ENTRIES SUPPLIED.
Segment Open

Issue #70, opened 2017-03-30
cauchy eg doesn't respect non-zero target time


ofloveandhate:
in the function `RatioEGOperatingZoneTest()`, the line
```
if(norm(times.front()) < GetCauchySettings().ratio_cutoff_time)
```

Segment Closed

WHAT IS EXPECTED. Set the lines down exactly as they stand, beginning at the one that contains "cauchy eg doesn't" and stopping after the last line of the entries above.

ANSWER TO THIS PROBLEM.
cauchy eg doesn't respect non-zero target time


ofloveandhate:
in the function `RatioEGOperatingZoneTest()`, the line
```
if(norm(times.front()) < GetCauchySettings().ratio_cutoff_time)
```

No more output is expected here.